◆ **INSTRUCTIONS FOR THE TASK**: Only the lines containing "searcher" should appear in the answer, copied from the listing below.

◆ **DATA FOR THIS EXERCISE**:

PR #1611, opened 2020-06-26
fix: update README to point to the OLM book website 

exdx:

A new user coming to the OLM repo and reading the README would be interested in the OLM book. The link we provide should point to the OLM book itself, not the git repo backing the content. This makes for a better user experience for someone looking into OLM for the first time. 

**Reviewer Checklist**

==

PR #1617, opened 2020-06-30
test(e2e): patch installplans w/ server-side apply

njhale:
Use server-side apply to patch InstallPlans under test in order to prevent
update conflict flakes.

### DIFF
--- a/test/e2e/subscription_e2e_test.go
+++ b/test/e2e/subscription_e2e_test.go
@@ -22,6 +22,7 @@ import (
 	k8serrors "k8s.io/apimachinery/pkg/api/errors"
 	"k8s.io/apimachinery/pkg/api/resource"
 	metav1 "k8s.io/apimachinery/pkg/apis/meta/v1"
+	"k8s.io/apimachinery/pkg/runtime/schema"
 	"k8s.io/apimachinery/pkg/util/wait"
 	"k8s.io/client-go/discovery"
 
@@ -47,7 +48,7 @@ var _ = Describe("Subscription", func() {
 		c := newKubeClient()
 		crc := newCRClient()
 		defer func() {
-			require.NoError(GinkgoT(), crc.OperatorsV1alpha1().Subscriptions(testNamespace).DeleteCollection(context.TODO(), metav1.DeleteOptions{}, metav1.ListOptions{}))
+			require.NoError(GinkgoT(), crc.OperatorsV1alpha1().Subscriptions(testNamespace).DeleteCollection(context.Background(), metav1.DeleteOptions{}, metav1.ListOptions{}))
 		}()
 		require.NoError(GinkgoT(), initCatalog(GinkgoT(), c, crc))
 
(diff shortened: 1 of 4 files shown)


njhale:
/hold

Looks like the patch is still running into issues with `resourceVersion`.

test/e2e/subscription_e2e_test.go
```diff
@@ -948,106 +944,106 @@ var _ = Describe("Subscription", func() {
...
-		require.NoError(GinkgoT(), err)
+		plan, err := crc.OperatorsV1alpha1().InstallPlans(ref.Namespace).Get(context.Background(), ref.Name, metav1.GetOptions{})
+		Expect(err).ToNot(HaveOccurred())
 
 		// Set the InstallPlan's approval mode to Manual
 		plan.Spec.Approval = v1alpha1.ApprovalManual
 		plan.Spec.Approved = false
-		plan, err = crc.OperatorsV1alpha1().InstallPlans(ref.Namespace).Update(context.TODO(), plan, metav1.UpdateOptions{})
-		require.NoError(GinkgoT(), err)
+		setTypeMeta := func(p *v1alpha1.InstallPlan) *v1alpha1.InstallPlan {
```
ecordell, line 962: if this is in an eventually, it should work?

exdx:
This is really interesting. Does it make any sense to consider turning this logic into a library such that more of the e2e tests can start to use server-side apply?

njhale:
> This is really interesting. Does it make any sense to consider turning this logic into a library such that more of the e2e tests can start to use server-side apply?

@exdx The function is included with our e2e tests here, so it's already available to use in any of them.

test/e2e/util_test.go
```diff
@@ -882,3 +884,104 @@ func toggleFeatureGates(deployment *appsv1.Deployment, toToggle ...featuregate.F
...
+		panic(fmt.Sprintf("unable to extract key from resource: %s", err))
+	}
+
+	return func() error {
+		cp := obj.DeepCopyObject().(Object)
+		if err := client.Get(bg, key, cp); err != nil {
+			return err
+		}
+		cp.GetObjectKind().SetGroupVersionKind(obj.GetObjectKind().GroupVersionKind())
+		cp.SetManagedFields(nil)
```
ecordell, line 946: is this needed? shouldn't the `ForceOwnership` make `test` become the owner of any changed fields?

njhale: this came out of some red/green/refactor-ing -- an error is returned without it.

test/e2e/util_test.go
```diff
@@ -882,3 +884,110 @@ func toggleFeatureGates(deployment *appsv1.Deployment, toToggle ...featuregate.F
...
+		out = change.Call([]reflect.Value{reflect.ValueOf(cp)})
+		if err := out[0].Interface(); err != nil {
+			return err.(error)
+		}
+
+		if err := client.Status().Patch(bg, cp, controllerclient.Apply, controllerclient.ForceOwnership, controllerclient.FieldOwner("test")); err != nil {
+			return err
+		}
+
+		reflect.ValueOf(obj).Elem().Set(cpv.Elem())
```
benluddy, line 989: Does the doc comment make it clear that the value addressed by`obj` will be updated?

==

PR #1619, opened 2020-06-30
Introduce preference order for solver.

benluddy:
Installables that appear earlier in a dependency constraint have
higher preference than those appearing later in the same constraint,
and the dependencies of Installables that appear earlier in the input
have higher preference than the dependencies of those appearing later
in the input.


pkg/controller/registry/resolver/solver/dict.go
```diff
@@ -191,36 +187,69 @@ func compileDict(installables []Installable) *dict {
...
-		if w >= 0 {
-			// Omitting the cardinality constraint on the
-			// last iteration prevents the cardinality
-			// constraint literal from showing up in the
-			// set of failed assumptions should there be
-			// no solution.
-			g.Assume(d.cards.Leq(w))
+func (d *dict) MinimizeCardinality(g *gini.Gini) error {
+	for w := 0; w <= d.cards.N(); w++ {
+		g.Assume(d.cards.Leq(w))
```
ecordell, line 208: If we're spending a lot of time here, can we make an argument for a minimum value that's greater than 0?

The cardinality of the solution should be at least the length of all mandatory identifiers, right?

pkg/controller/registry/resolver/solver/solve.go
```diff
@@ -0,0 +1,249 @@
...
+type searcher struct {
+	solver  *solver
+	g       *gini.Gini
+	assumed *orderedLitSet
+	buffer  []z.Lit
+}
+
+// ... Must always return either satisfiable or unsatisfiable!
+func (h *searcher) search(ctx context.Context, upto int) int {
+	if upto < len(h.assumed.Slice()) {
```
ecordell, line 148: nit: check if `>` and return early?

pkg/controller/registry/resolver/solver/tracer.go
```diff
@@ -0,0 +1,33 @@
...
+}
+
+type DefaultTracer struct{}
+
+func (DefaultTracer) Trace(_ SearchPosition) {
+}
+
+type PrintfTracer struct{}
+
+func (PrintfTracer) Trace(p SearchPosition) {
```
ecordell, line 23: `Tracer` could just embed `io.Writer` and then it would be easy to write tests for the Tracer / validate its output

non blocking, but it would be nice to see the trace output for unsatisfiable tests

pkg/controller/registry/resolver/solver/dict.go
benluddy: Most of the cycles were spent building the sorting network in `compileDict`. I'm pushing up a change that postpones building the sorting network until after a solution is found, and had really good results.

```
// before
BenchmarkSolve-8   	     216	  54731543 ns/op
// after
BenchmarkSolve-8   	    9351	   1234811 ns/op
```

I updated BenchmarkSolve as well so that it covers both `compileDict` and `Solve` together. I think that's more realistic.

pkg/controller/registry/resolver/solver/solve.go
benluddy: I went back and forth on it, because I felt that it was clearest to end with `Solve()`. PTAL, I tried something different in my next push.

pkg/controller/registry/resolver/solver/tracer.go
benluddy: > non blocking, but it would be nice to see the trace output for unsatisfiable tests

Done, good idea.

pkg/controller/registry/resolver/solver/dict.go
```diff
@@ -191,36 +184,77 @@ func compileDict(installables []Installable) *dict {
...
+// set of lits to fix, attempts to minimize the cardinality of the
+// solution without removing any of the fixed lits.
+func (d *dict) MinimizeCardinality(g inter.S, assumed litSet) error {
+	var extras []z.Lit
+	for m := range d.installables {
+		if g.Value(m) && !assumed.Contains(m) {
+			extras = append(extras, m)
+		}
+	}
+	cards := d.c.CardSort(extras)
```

◆ **COMPLETED TASK**:
+type searcher struct {
+func (h *searcher) search(ctx context.Context, upto int) int {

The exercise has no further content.